We went to my brother Geoff's house. Attending were Robin and I, Sara, my other brother David, my niece Julie, and my nephew Sean. Food included turkey, mashed potatoes, a bunch of kinds of stuffing, rolls, wine, grappa, soda, water, some vegetable that stayed at the other end of the table, gravy ... I can't think of anything else. Well, there were appetizers beforehand. Later there was two kinds of pie, pumpkin (yummy) and pumpkin-pecan (nice experiment that didn't quite work).

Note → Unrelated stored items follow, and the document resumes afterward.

PR #145, opened 2026-04-23
Fix warning message formatting for FP_PRECISION

Romeo75:
Updated warning message to use single quotes for environment variable.


Romeo75:
I just installed the software. However, during the execution of the test script "python examples/standardproblem4.py --mumaxplus-fp-precision DOUBLE", we detected an f-string error at the modified line. We propose this solution as it allowed us to run the test script.

JonathanMaes (approved):
Both the previous and the new version work fine for me (Windows, Python 3.13).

Everyone acted suitably goofy. Alice's Restaurant played on the teevee. My sister-in-law Nikki showed up later in the evening. Everyone had a fine time. My sister Sue called from the East Coast. We all lived happily ever after.

nothing to see here, move on

Jon Carroll runs the same damn Thanksgiving column every year, because people like it.

I don't have a boilerplate Thanksgiving column. Looking back, I've posted pictures on Thanksgiving, I've described spending Thanksgiving in Spain, and last year I posted a message called "Things to Be Thankful For" and left the body of the message blank.

So if you want a touching moment here, go read Jon Carroll. Me, I spent yesterday with in-laws, and it was nice, and I'll spend today at my brother's house, and it will be fine. This is what meds do to you: you don't even hate holidays anymore. This is also what meds do to you: I have nothing interesting to say about holidays.

But then, looking back, I never did have anything interesting to say about them. So I guess this is progress.

triumph vs. the republicans

If you're like me, you wanted to watch Triumph the Insult Comic Dog on that global warming thing that was on teevee the other night, but couldn't force yourself to sit through all those other crumbums like Robin Williams, Tom Hanks, Wanda Sykes, and Bill Maher. Well, here's the link for you:

Triumph with the Republicans

Sara, once you get to this link, I believe you'll have access to the entire show.